# My First real kitless pen



## jcgolov (Mar 4, 2017)

Hi. I quickly made some resin last night, so I could go back into trying to complete a kitless pen today since I, for once, have enough time. 
I have had 3-4 goes at it in the past that ended either in disaster or the creation the most ugly looking pens. :-(
You may note that the section is a little bit in a dodgy state. This was again my attempt to engrave something on the section using a new Chinese laser engraver for the first time some weeks ago. Obviously the settings for the laser were not quite right.  It was not part of design 
I did not have a clip for this prototype.
It is 5.5 inches long with a cap of of 2.3 inches and a barrel including the section and the nib of 4.7inches.
The section comes from an El-Grande with a tweaked nib.
I do have some question: Are the sizes acceptable for this fountain pen. Also I have seen some amazing pens here and some had a ring, and I wonder how folks insert a ring on the cap.. I just can't figure out how you can do that. Finally is the thread OK?
Many thanks


----------



## Racer3770 (Mar 4, 2017)

Looks great to me! Nice job. I like that deep color red. 


Sent from my iPhone using Penturners.org mobile app


----------



## jcgolov (Mar 4, 2017)

Racer3770 said:


> Looks great to me! Nice job. I like that deep color red.
> 
> 
> Sent from my iPhone using Penturners.org mobile app



You would not believe how I got this red. 3 pots, one with Blue and Gold PerlEx, one Red with Silver and one with Green and another type of Gold. Mixed the lot in one pot and poured. Complete surprise


----------



## Racer3770 (Mar 4, 2017)

jcgolov said:


> Racer3770 said:
> 
> 
> > Looks great to me! Nice job. I like that deep color red.
> ...




And it came out completely red? lol that's awesome. That's what I love about casting. 
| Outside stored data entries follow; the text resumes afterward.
Issue #232, opened 2017-02-04
Drop outdated PHP versions on stable branch


core23:
I want to start a new discussion (3rd attempt....) about dropping outdated PHP versions on the stable branch, because we stumple opon some issues with newer third party dependencies, e.g. HTTPlug which requires at least PHP 5.5.

According to semver dropping a minor depenency is no BC break at all. Also the feedback on my [twitter poll](https://twitter.com/core23de/status/817044245018185728) showed a similar response about supported depencies.

Could we drop the minor PHP versions on the stable branch or can we just allow failures for outdated PHP versions.

Refs 
https://github.com/sonata-project/SonataAdminBundle/pull/4276#discussion_r96574850
https://github.com/sonata-project/SonataSeoBundle/pull/161#issuecomment-277433232

greg0ire:
I think we should amend our policy so that things that are no longer supported (no security fixes, or even no bugfixes) can be dropped on the stable branch.

core23:
Maybe start a new poll on twitter for that?

greg0ire:
The other poll you made about php was similar, I think it's safe to assume our userbase is ok with this.

Soullivaneuh:
Personal opinion: Go f*ck*ng ahead! I'm already on 7.0!

In a more general way, we can't consider php as a simple dependencies, because it's a system dependency IMHO.

Plus, we can't forgot we decide to maintain major branches only (2.x, 3.x etc...). So if we push, for example a v3.12 release with php `^5.6` instead of `^5.3` and we found a big on v3.11, we won't be able to deliver a bug fix on a php 5.3 compatible release.

And no, we can't manage minor branches like Symfony IMHO, it would be overkill. We are not a big company and we don't have time for that.

In conclusion, it could be interesting to find or ask why Symfony do maintain php constraint on minor version instead of lot of other projects, like doctrine for example.

I's a :-1: for me ATM, especially because of bugfixes releases. Waiting more answers/information.

cc @rande

Soullivaneuh:
> The other poll you made about php was similar, I think it's safe to assume our userbase is ok with this.

I disagree with that. IMHO it's a big difference between major and minor releases.

Soullivaneuh:
Addition : Even if we decide to do this, we can't drop a major version of a dependency on a minor release, even for PHP or composer.

greg0ire:
[...]

PR #280, opened 2017-08-28
Disable/Enable xDebug on PHP 5.3 to avoid breaking travis with slow builds

jordisala1991:
Composer on PHP 5.3 doesn't disable xdebug by itself.

https://getcomposer.org/doc/articles/troubleshooting.md#xdebug-impact-on-composer

This documentation doesn't talk about specific PHP versions, but we can look at travis.

We will see this on the same PR looking at the composer update command:

**This is a PHP 5.3 build**: https://travis-ci.org/sonata-project/SonataAdminBundle/jobs/268565708#L480
**This is a PHP 5.4 build**: https://travis-ci.org/sonata-project/SonataAdminBundle/jobs/268565709#L478

As you can see, from PHP 5.4 it will disable xDebug just fine, so this is only for PHP 5.3 version.

This PR adds a condition that will only be on the branches with 5.3 as one of the tested versions and will only be executed for PHP 5.3 so it is safe for newer versions that can rely on that feature of composer.

This can be removed when none of the branches (newer and older) rely on PHP 5.3

Why is this needed? Some older builds with lower-deps are failing because composer is taking so much time:

https://travis-ci.org/sonata-project/SonataEasyExtendsBundle/jobs/268563720

### DIFF
--- a/project/.travis/before_install_test.sh.twig
+++ b/project/.travis/before_install_test.sh.twig
@@ -6,6 +6,15 @@ if [ "${TRAVIS_PHP_VERSION}" != "hhvm" ]; then
     TRAVIS_INI_FILE="$PHP_INI_DIR/travis.ini"
     echo "memory_limit=3072M" >> "$TRAVIS_INI_FILE"
 
+    {% if '5.3' in php %}
+    if [ "$TRAVIS_PHP_VERSION" '<' '5.4' ]; then
+        XDEBUG_INI_FILE="$PHP_INI_DIR/xdebug.ini"
+        if [ -f  "$XDEBUG_INI_FILE" ]; then
+            mv "$XDEBUG_INI_FILE" /tmp
+        fi
+    fi
+    {% endif %}
+
     {% if 'mongodb' in services %}
     if [ "$TRAVIS_PHP_VERSION" '<' '7.0' ]; then
         echo "extension=mongo.so" >> "$TRAVIS_INI_FILE"
--- a/project/.travis/before_script_test.sh
+++ b/project/.travis/before_script_test.sh
@@ -1,2 +1,0 @@
-#!/usr/bin/env sh
-set -ev
--- a/project/.travis/before_script_test.sh.twig
+++ b/project/.travis/before_script_test.sh.twig
@@ -1,0 +1,12 @@
+#!/usr/bin/env bash
+set -ev
+
+{% if '5.3' in php %}
+if [ "$TRAVIS_PHP_VERSION" != "hhvm" ] && [ "$TRAVIS_PHP_VERSION" '<' '5.4' ]; then
+    PHP_INI_DIR="$HOME/.phpenv/versions/$(phpenv version-name)/etc/conf.d/"
+    XDEBUG_INI_FILE="/tmp/xdebug.ini"
+    if [ -f  "$XDEBUG_INI_FILE" ]; then
+        mv "$XDEBUG_INI_FILE" "$PHP_INI_DIR"
+    fi
+fi
+{% endif %}


jordisala1991:
With this PR: https://github.com/sonata-project/SonataEasyExtendsBundle/pull/121

There are 2 commits, the first one is required to make the build pass in the first place (with and without this change)

The second commit applies THIS changes (the ones on this PR)

Before applying the second commit:

captura de pantalla 2017-08-28 a las 14 35 39

After applying this second commit:
captura de pantalla 2017-08-28 a las 14 24 48

As you can see, the difference is quite big (double the speed on composer update). I picked a bundle with not a lot of tests because I just wanted to know how much will improve the composer part.

jordisala1991:
Why do you think that @greg0ire ? With trusty we couldn't even make PHP5.3 work because it was not supported.

greg0ire:
I forced précise for 5.3 jobs recently. All the other jobs now use trusty

greg0ire:
Php might be configured differently depending on the distribution

jordisala1991:
After some research I found why is not restarted on PHP 5.3:

There is a constant that is only available on PHP 5.4 and forward: http://php.net/manual/es/reserved.constants.php#constant.php-binary

That constant is used to know when PHP needs to be restarted: https://github.com/composer/composer/blob/1.5/src/Composer/XdebugHandler.php#L117

Giving always `false` because PHP 5.3 does not have that constant.

It is documented on the composer test: https://github.com/composer/composer/blob/ff61ecd484d4e280e9892c13de3531a6a115aeed/tests/Composer/Test/XdebugHandlerTest.php#L21

But not in the official documentation (could be nice to know actually).

greg0ire:
Great job @jordisala1991 ! Should we downgrade Composer for 5.3 jobs ?
@sonata-project/contributors or should we simply drop 5.3 support? The amount of time wasted is getting ridiculous.

OskarStark:
👍  **drop** PHP 5.3 support
👎  **keep** PHP 5.3 support

core23:
Maybe just drop it for Travis or move it to allowed failures

greg0ire:
> Maybe just drop it for Travis or move it to allowed failures
Could generate a lot of support.

I think we should generalize this to "drop everything that is no longer maintained, meaning versions that do not even receive security patches"

jordisala1991:
> Great job @jordisala1991 ! Should we downgrade Composer for 5.3 jobs ?

not necessary. Everything else is working fine.

> @sonata-project/contributors or should we simply drop 5.3 support? The amount of time wasted is getting ridiculous.

Not sure if this is the right place to discuss it. I'm only trying to improve the build speed.

greg0ire:
> I'm only trying to improve the build speed.

Right, this is indeed not critical.

> Not sure if this is the right place to discuss it.

Indeed, the correct place is #232

Soullivaneuh:
This method disable xdebug globally, not only for composer.

BTW, PHP 5.3 will be dropped by the time with new majors, I don't think this change really worth it.

jordisala1991:
It disables xDebug until composer finishes install.

After that it is enabled again.

greg0ire:
> BTW, PHP 5.3 will be dropped by the time with new majors, I don't think this change really worth it.

On the stable branch, yeah... but what about the legacy branch?

Soullivaneuh:
> On the stable branch, yeah... but what about the legacy branch?

Still on it. But legacy branch should not get bunch of PRs.

Soullivaneuh:
Thanks a lot @jordisala1991

greg0ire:
If we force bugfixes to go through it, I'm afraid it will.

Sent from my iPhone using Penturners.org mobile app


----------



## jcgolov (Mar 4, 2017)

Yep. I had in my mind something brownish because of the green and blue.... I wonder if the silver PeralEx with the red resin made the difference given the same proportion for 3 pots.


----------



## duncsuss (Mar 5, 2017)

Cap rings: here is a thread I remembered having some great information ... LINK


----------



## jcgolov (Mar 5, 2017)

duncsuss said:


> Cap rings: here is a thread I remembered having some great information ... LINK



Many thanks Duncan. 
I have saved the link as a pdf and I going to take a dive into trying to get the procedure right.....
Brillant as I like to see things, it helps.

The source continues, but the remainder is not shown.